*WHAT IS EXPECTED*
What is needed is every line of the material that contains "POSIX".

*DATA FOR THIS EXERCISE*
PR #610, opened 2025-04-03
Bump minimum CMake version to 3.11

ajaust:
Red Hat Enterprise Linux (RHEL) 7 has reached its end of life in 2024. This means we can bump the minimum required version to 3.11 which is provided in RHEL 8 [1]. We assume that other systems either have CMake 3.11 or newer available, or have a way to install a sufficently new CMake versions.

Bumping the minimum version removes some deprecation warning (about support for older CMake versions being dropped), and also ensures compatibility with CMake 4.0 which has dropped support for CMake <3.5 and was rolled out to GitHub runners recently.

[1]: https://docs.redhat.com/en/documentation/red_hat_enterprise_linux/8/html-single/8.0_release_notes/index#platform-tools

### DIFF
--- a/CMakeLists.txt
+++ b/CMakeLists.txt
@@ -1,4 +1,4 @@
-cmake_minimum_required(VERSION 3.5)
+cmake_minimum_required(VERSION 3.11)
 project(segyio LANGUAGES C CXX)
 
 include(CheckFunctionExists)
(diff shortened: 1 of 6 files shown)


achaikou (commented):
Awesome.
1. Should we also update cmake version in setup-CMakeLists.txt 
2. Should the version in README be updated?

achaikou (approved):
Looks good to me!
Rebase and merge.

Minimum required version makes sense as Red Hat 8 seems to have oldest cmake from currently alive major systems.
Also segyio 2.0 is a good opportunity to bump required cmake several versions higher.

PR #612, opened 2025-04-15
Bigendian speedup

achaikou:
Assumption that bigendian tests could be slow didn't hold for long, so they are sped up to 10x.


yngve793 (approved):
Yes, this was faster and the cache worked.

--

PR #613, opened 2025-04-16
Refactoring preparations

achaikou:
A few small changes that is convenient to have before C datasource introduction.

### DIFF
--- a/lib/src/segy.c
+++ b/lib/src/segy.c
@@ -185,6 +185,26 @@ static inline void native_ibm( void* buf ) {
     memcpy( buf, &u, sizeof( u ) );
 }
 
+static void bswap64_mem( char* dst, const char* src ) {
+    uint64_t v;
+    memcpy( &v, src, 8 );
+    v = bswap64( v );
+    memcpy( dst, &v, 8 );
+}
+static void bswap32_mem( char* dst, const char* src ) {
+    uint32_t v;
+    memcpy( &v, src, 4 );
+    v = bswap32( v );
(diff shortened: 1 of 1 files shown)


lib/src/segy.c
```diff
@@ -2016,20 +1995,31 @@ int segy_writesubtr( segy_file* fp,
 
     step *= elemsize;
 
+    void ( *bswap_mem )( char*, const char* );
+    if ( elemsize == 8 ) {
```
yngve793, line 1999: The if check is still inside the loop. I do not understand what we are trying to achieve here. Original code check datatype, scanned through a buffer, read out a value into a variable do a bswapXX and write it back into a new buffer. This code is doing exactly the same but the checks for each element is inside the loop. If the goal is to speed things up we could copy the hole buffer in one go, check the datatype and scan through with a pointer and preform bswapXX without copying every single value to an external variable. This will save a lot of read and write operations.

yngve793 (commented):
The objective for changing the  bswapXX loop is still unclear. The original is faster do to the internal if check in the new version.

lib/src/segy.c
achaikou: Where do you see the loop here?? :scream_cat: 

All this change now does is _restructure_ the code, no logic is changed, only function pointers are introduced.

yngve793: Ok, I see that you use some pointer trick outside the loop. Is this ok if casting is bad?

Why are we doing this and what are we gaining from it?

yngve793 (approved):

* * *

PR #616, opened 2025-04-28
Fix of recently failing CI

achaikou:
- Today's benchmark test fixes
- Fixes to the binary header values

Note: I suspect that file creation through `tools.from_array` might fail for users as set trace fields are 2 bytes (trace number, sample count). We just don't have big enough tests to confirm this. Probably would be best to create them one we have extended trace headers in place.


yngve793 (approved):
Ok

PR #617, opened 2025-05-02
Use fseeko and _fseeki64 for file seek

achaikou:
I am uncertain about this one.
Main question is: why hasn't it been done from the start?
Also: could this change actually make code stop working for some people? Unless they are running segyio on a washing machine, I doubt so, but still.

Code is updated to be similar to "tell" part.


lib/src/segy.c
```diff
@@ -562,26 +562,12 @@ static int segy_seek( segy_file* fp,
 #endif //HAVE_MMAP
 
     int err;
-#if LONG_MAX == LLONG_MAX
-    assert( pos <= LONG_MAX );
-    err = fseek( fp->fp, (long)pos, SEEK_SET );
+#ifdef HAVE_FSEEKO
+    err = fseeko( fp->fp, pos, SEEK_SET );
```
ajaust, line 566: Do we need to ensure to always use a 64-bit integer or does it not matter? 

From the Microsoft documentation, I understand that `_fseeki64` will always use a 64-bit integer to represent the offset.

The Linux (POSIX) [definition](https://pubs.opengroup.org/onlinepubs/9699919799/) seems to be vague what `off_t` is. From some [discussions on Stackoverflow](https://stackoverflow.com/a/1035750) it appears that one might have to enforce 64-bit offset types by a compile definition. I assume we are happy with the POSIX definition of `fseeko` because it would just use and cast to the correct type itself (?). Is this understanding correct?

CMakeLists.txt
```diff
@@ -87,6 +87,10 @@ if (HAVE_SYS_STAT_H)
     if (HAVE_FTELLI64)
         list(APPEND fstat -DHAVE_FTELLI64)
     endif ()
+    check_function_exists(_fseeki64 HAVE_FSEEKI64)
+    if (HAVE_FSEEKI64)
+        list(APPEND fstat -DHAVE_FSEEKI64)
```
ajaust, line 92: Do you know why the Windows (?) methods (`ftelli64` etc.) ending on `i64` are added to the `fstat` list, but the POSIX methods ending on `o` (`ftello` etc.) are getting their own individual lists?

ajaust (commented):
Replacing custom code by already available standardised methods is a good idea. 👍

*SOLUTION FOR THIS EXERCISE*
The Linux (POSIX) [definition](https://pubs.opengroup.org/onlinepubs/9699919799/) seems to be vague what `off_t` is. From some [discussions on Stackoverflow](https://stackoverflow.com/a/1035750) it appears that one might have to enforce 64-bit offset types by a compile definition. I assume we are happy with the POSIX definition of `fseeko` because it would just use and cast to the correct type itself (?). Is this understanding correct?
ajaust, line 92: Do you know why the Windows (?) methods (`ftelli64` etc.) ending on `i64` are added to the `fstat` list, but the POSIX methods ending on `o` (`ftello` etc.) are getting their own individual lists?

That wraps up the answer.